**Try it:** Give the number of lines in the data that contain "timdengyun", and nothing more.
Records supplied START
PR #179, opened 2023-02-16
Expose getVPCsByNamespace to service level

seanpang-vmware:
The service level communication should not directly operate its store member, expose this method to VPC service.

### DIFF
--- a/pkg/nsx/services/vpc/vpc.go
+++ b/pkg/nsx/services/vpc/vpc.go
@@ -55,3 +55,7 @@ func InitializeVPC(service common.Service) (*VPCService, error) {
 
 	return VPCService, nil
 }
+
+func (s *VPCService) GetVPCsByNamespace(namespace string) []model.Vpc {
+	return s.vpcStore.GetVPCsByNamespace(namespace)
+}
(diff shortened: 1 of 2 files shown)


pkg/nsx/services/vpc/vpc.go
```diff
@@ -55,3 +55,7 @@ func InitializeVPC(service common.Service) (*VPCService, error) {
 
 	return VPCService, nil
 }
+
+func (s *VPCService) GetVPCsByNamespace(namespace string) []model.Vpc {
```
timdengyun, line 59: This function is a method of VPCService, but from caller perspective, we have to hold a 
vpc service firstly and call this function. It's good that we have this function inside VPCService. we also need to consider how to expose vpcservice to users.

timdengyun (approved):

pkg/nsx/services/vpc/vpc.go
seanpang-vmware: you are correct, i have raised the question in our slack channel to discuss how would we handle inter-service communication.

zhengxiexie:
LGTM， besides, I wanna ask how to get org and project by namespace.  @seanpang-vmware @lxiaopei

zhengxiexie (approved):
Records supplied END
**Exercise answer:** 2